[![icons8-linkedin.gif](attachment:c9494563-7284-4c71-9fe4-40d31b4558ff.gif 'Author : Suryakant Kumar')](https://www.linkedin.com/in/suryakantkumar/)[![icons8-github.gif](attachment:ecd1af6f-8660-4379-b68f-bad3ed6d67c8.gif 'Author : Suryakant Kumar')](https://github.com/SuryakantKumar)

## Spark Write APIs

* All the batch write APIs are grouped under `write` which is exposed to DataFrame objects.

    * `text` - to write single column data to text files.

    * `csv` - to write to text files with delimiters. Default is a comma, but we can use other delimiters as well.

    * `json` - to write data to JSON files.

    * `orc` - to write data to ORC files.

    * `parquet` - to write data to Parquet files.

* We can also write data to other file formats by plugging in and by using `write.format`, for example **avro**

* We can use options based on the type using which we are writing the DataFrame to :

    * `compression` - Compression codec (`gzip`, `snappy` etc)

    * `sep` - to specify delimiters while writing into text files using **csv**

* We can `overwrite` the directories or `append` to existing directories using `mode`

* Create copy of orders data in **parquet** file format with no compression. If the folder already exists overwrite it. Target Location: **/user/[YOUR_USER_NAME]/retail_db/orders**

* When you pass `options`, if there are typos then options will be ignored rather than failing. Be careful and make sure that output is validated.

* By default the number of files in the output directory is equal to number of tasks that are used to process the data in the last stage. However, we might want to control number of files so that we don't run into too many small files issue.

* We can control number of files by using `coalesce`. It has to be invoked on top of DataFrame before invoking `write`.

In [1]:
val orders = spark.read
                  .schema("""order_id INT, 
                             order_date STRING, 
                             order_customer_id INT, 
                             order_status STRING""")
                  .csv("data/retail_db/orders/part-00000.csv")

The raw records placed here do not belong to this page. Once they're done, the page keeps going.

Issue #789, opened 2021-11-02
Default Crate Name is wrong


philberty:
The default in rustc is the source filename without `.rs` or `rust_out` if the source is stdin.

_Originally posted by @bjorn3 in https://github.com/Rust-GCC/gccrs/pull/788#discussion_r740758707_

PR #1083, opened 2022-04-05
bugfix: fix several minor issues

liushuyu:
- Fixed `-frust-crate= option` got incorrectly overridden by a default value (`example`)
- Fix a minor typo in `gcc/rust/ast/rust-ast-full-test.cc`

### DIFF
--- a/gcc/rust/ast/rust-ast-full-test.cc
+++ b/gcc/rust/ast/rust-ast-full-test.cc
@@ -311,7 +311,7 @@ Visibility::as_string () const
     case NONE:
       return std::string ("pub");
     case CRATE:
-      return std::string ("ub(crate)");
+      return std::string ("pub(crate)");
     case SELF:
       return std::string ("pub(self)");
     case SUPER:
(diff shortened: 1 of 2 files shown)


CohenArthur (approved):
Thanks! I guess this ties in to [this issue](https://github.com/Rust-GCC/gccrs/issues/789) which is also related to the crate name. LGTM :)

liushuyu:
> Thanks! I guess this ties in to [this issue](https://github.com/Rust-GCC/gccrs/issues/789) which is also related to the crate name. LGTM :)

You are right! I guess the default crate name should be the file stem of the source file name.

philberty:
Great work @liushuyu i think we just need you to remove auto generated stuff in the PR comment. "Thank you for making Rust GCC better!" otherwise this will end up in the git history we just need the comment relating to these changes. Then we can merge this.

philberty (approved):

liushuyu:
> Great work @liushuyu i think we just need you to remove auto generated stuff in the PR comment. "Thank you for making Rust GCC better!" otherwise this will end up in the git history we just need the comment relating to these changes. Then we can merge this.

Oh, I did not know that. I have removed the extra contents now, and for the record, I will move the note I added to this comment.

---

### Considerations

- In `rustc`, when the crate name is not supplied, `rustc` will substitute the name `main` into the crate name when emitting symbols (observed behavior, I have yet to find where this logic is in `rustc`).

Intitializing Scala interpreter ...

Spark Web UI available at http://192.168.1.138:4043
SparkContext available as 'sc' (version = 3.3.0, master = local[*], app id = local-1670450734246)
SparkSession available as 'spark'


orders: org.apache.spark.sql.DataFrame = [order_id: int, order_date: string ... 2 more fields]


In [2]:
orders.show(5, truncate=false)

+--------+---------------------+-----------------+---------------+
|order_id|order_date           |order_customer_id|order_status   |
+--------+---------------------+-----------------+---------------+
|1       |2013-07-25 00:00:00.0|11599            |CLOSED         |
|2       |2013-07-25 00:00:00.0|256              |PENDING_PAYMENT|
|3       |2013-07-25 00:00:00.0|12111            |COMPLETE       |
|4       |2013-07-25 00:00:00.0|8827             |CLOSED         |
|5       |2013-07-25 00:00:00.0|11318            |COMPLETE       |
+--------+---------------------+-----------------+---------------+
only showing top 5 rows



#### **Validate mode of compression**

In [3]:
spark.conf.get("spark.sql.parquet.compression.codec")

res1: String = snappy


### Write Data in CSV File

#### **Uncompressed File**

In [4]:
orders.write
      .mode("overwrite")
      .option("compression", "none")
      .csv("./data/write/orders")

#### **Compressed File**

In [5]:
orders.write
      .mode("append")
      .option("compression", "gzip")
      .csv("./data/write/orders")

#### **Using Format**

In [6]:
orders.write
      .mode("append")
      .option("compression", "gzip")
      .format("csv")
      .save("./data/write/orders")

### Write Data in Parquet File

#### **Uncompressed File**

In [7]:
orders.write
      .mode("append")
      .option("compression", "none")
      .parquet("./data/write/orders")

#### **Compressed File**

In [8]:
orders.write
      .mode("append")
      .option("compression", "gzip")
      .parquet("./data/write/orders")

#### **Using Format**

In [9]:
orders.write
      .mode("append")
      .option("compression", "gzip")
      .format("parquet")
      .save("./data/write/orders")

#### **Limit Number of Files using `coalesce`**

In [10]:
orders.coalesce(1)
      .write
      .mode("append")
      .option("compression", "gzip")
      .format("parquet")
      .save("./data/write/orders")